Citing unnamed local security sources, the newspaper said that the letters are allegedly handwritten in Arabic and bear Bin Laden's apparent signature and seal. They appear to have been sent last December to some of Bin Laden's followers in the region.

One of the letters is addressed to the Taliban leader in Afghanistan's volatile southern province of Helmand, Mansoor Dadallah. In the letter, Bin Laden reportedly offers condolences to Dadallah, the brother of Mullah Dadallah, late Taliban leader in Helmand, who was killed last year in a US air strike. After his brother's death, Mansoor Dadullah claimed he had received a letter from Bin Laden in an interview with satellite Arabic TV network Al-Jazeera. Mansoor spent several years in jail and was freed in March 2007 as part of a deal that secured the release of kidnapped Italian reporter Daniele Mastrogiacomo, who had been held by Taliban militants for two weeks.

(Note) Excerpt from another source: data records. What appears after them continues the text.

PR #1001, opened 2022-10-12
Pass machine labels to kubernetes nodes

lukeelten:
According to the [documentation](https://registry.terraform.io/providers/rancher/rancher2/latest/docs/resources/machine_config_v2#labels) the labels set on the machine configs are passed to the kubernetes nodes.
Currently this is not happening because the provider only sets `MachineDeploymentLabels` which is not propagated to the kubernetes nodes. The correct attribute would be `labels`.


lukeelten:
Has already been fixed in #951

PR #1012, opened 2022-10-24
Implement Azure Tags Support

HarrisonWAffel:
Issue: https://github.com/rancher/rancher/issues/26955

This PR adds the `tags` field to the node template, machine config, and cloud provider for Azure. This allows tags to be specified for particular VM instances using either the node template or machine config, as well as adding tags to supporting infrastructure via the tags field within the Azure cloud provider. 

Testing: 
Manual testing is in progress, however I've added unit tests for the Azure node template and improved prior unit tests for the AmazonEC2 node template. 

I'm raising this PR as a draft as the `tags` field within the Azure Cloud Provider needs to be generated in rancher/rancher for this PR to work. Because of this dependency the build will fail


HarrisonWAffel:
Closed in favor of https://github.com/rancher/terraform-provider-rancher2/pull/1023

PR #477, opened 2025-04-01
Various continuous integration fixes

drakenclimber:
* update to a newer version of googletest
* fix erroneous string usage in two unit tests
* test 089 fails on some containers - skip it
* retry getting the sleep pid in ftests.  it sometimes fails


kamalesh-babulal (approved):

drakenclimber:
Pushed to main.  Thanks for the review, @kamalesh-babulal

PR #479, opened 2025-04-08
src/daemon/cgrulesengd: Correctly check for ENOBUFS when doing recvfr…

freemangordon:
…om()

Currently, code checks if recvfrom() returns ENOBUFS, however, it can never return errno type error code, but -1 on error

Fix that by checking errno in case of an error instead


drakenclimber:
Pushed to main in commit aaf329d63056.  Thanks, @freemangordon

drakenclimber:
Fixes commit 2d10aa26dc974 ("Cleanup: Separate the netlink method to cgre_receive_netlink_msg().")

PR #480, opened 2025-04-09
Rework testing and how they're run during distro builds

drakenclimber:
Now that Github Actions don't support cgroup v1, we can make the github
runners run the tests in a more granular fashion.  Add a runner to
individually run the containerized tests, the non-containerized tests,
and the sudo tests.  This simplifies the testing logic, and should help
us better identify failures.

As part of this, no longer run ftests-wrapper.sh when `make check` is
invoked on the ftests directory.  This is an undue burden for distros
as it requires uncommon dependencies (lxc, etc.) and can adversely
affect the cgroup sysfs filesystem on the build system.  The onus is
on upstream libcgroup to provide a well-tested and vetted *.tar.gz for
the distros that they can then just package up and disseminate.  They
shouldn't have to deal with challenging tests and test configurations.

Finally, add a configure option to enable/disable the unit tests.
Because of their dependency upon googletest, they're very difficult to
run for distros.  This allows them to packaged with libcgroup, but they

The letter addressed to Dadullah also urges the Taliban to step up its attacks on NATO troops deployed in the border region between Afghanistan and Pakistan, Al-Watan reported.

Western intelligence agents are currently analysing the letters for evidence of any contact with 14 alleged members of an Islamic fundamentalist group arrested in anti-terror raids in the north-east Spanish city of Barcelona on January 19. Twelve Pakistani and two Indians allegedly belonging to Jamaat Al-Tabligh wal-Dawa (Society for Propagation and Preaching) were arrested in a series of police raids. Police said they had found bomb-related material during the raids and that the operation was aimed at breaking up an Islamist terror network.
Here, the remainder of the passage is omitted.